The DSU stated that a largely defensive force won’t deter attack, Hellyer noted. Instead, ‘new capabilities are needed to hold adversaries’ forces and infrastructure at risk from a greater distance. They include longer range strike weapons, cyber measures and area denial systems.’

Among the risks, Hellyer wrote, much of the planned force was still a long way off in the future. And Australia was confronting the industry policy trap of preferring industrial outcomes to military capability. Some of the hidden costs of continuous build programs were becoming more apparent. A key question, Hellyer concluded, was whether Defence could internalise the urgency, and change the way it did business:

We now have a plan that calls for speed, lateral thinking, innovation and partnerships—to be implemented by an organisation that’s slow, subject to groupthink, risk averse and reluctant to reach out. Adapting Defence to the demands of our new reality is going to be challenging, to say the least.

In the 2021 budget, consolidated funding (including both the Department of Defence and the Australian Signals Directorate) was $44.6 billion, which represented real growth of 4.1%. Hellyer noted that it was the ninth straight year of real growth, and, according to the DSU funding model, that would continue until the end of the decade.

In 2020, defence cash hit 2.04% of GDP, meeting the government’s promise to restore the defence budget to 2% of GDP by 2020–21. In 2021, it was projected to reach 2.09%. Both the 2.04% and 2.09% numbers were ‘smaller than predicted a year ago, as GDP has recovered faster than expected. It’s a salutary lesson on why we shouldn’t obsess too much about small changes in percentages of GDP.’

Spending on military equipment, facilities, and information and communications technology had all set records, Hellyer said: ‘That’s quite an achievement in the middle of a pandemic.’

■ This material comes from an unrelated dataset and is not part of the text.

PR #771, opened 2020-04-09
Update <blockhashes> in web3

gtrepta:
fixes: https://github.com/runtimeverification/firefly/issues/744

Currently, the `<blockhashes>` cell is not being updated anywhere in the web3 semantics, which creates an issue with at least the BLOCKHASH instruction.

Drawing together issues of cash, kit and capability with the ticking strategic clock, Hellyer saw a ‘fundamental disconnect’ between strategic assessments and the capabilities of the force structure being planned and built:

The DSU emphasised the need for long-range strike capabilities that can impose cost on and deter a great-power adversary at distance. Yet the ADF’s strike cupboard is bare, and there’s no clear path to restock it quickly. Moreover, huge investment is planned in capabilities that appear to have minimal deterrent effect on a great-power adversary, such as up to $40 billion on heavy armoured vehicles.

Overall, the force structure and timelines for delivery are holdovers from previous strategic planning documents developed in circumstances that bear little resemblance to our current one.

Fundamental changes to concepts and force structure, such as making greater use of uncrewed and autonomous systems, are occurring only slowly.

The vast bulk of investment is still going into small numbers of exquisitely capable yet extremely expensive crewed platforms that take years, even decades, to design and manufacture and are potentially too valuable to lose. Defence needs to take more risk and invest more than half of one percent of its budget in R&D, particularly in distributed, autonomous technologies.

The government has delivered the steadily increasing funding it promised at the start of 2016. That was commendable, considering the economic impact of Covid-19. Yet, while Australia’s strategic circumstances had deteriorated since 2016, Defence’s funding model hadn’t changed, Hellyer concluded:

More funding is needed, but Defence will need to show that it can use it well to deliver capability rapidly. Over the decade, the government is providing $575 billion in funding to Defence, but in that time it won’t deliver a single new combat vessel.

Defence will need a ‘sense of urgency’ in confronting the complexities of kit, cash and capability.